_TASK BRIEF_
After locating the line that contains "file_size, |_| true)?;" in the following entries, reproduce it and each later line exactly, including the last.

_ENTRIES SUPPLIED_

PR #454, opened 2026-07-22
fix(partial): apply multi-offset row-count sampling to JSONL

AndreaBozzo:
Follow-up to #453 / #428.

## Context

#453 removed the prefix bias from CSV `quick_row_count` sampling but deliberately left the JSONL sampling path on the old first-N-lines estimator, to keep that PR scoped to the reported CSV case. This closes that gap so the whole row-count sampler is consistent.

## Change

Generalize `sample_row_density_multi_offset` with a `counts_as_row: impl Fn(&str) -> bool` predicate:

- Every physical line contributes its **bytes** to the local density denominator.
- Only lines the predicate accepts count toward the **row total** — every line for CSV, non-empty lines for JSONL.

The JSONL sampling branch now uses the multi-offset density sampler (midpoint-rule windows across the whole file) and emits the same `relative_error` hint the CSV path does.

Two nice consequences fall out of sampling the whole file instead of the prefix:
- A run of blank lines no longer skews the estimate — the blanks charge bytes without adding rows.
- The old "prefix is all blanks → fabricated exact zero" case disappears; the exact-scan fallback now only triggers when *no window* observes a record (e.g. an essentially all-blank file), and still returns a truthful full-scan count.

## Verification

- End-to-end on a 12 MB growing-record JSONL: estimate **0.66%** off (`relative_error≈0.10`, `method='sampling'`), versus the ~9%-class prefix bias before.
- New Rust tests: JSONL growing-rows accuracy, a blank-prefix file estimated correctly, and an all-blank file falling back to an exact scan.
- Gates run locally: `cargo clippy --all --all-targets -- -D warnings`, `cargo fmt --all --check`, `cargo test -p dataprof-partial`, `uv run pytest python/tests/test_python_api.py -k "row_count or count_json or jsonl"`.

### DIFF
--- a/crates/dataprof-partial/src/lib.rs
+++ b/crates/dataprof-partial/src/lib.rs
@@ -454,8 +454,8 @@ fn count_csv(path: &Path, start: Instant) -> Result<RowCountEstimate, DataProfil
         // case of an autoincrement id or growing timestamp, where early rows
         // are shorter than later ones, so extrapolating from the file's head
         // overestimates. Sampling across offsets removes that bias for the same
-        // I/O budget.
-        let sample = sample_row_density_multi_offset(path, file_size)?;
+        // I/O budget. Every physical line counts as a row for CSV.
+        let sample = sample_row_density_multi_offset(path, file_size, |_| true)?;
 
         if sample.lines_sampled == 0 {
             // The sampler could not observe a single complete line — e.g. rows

_WRITTEN RESPONSE_
+        let sample = sample_row_density_multi_offset(path, file_size, |_| true)?;
 
         if sample.lines_sampled == 0 {
             // The sampler could not observe a single complete line — e.g. rows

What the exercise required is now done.